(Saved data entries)
------------------------------------------------

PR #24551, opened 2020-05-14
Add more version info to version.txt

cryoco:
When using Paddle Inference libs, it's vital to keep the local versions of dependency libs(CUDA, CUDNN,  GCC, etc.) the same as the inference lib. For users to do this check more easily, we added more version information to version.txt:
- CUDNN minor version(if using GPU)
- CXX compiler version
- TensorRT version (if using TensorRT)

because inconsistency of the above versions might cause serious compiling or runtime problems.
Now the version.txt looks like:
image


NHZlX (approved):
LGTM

------------------------------------------------

__Task prompt__: Without changing a single character, repeat each record.

__Written response__:
PR #24551, opened 2020-05-14
Add more version info to version.txt

cryoco:
When using Paddle Inference libs, it's vital to keep the local versions of dependency libs(CUDA, CUDNN,  GCC, etc.) the same as the inference lib. For users to do this check more easily, we added more version information to version.txt:
- CUDNN minor version(if using GPU)
- CXX compiler version
- TensorRT version (if using TensorRT)

because inconsistency of the above versions might cause serious compiling or runtime problems.
Now the version.txt looks like:
image


NHZlX (approved):
LGTM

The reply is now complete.